*** Begin section ***
PR #4013, opened 2022-10-24
WV-2397: Update date intervals for date arrows on mobile views

ryanweiler92:
## Description

The date arrows were not updating by custom intervals when adding a geostationary layer while in a mobile view. This update fixes this so that the arrows will increase/decrease time by the custom value determined by the Geostationary layer.

## How To Test

1. Open WV in a mobile view
2. Add any geostationary layer (ex. GeoColor)
3. Press the back arrow on the date arrows and verify that the date is decreasing by 10 minute intervals.
4. Remove the geostationary layer
5. Verify that the date increases/decreases by days again.

### DIFF
--- a/web/js/containers/timeline/timeline.js
+++ b/web/js/containers/timeline/timeline.js
@@ -43,7 +43,7 @@ import {
   selectDate as selectDateAction,
   changeTimeScale,
   selectInterval,
-  changeCustomInterval,
+  changeCustomInterval as changeCustomIntervalAction,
*** End section ***
■ **To do**: Copy every line of the material in which the word "containers" occurs.

■ **Solution to the exercise**:
--- a/web/js/containers/timeline/timeline.js
+++ b/web/js/containers/timeline/timeline.js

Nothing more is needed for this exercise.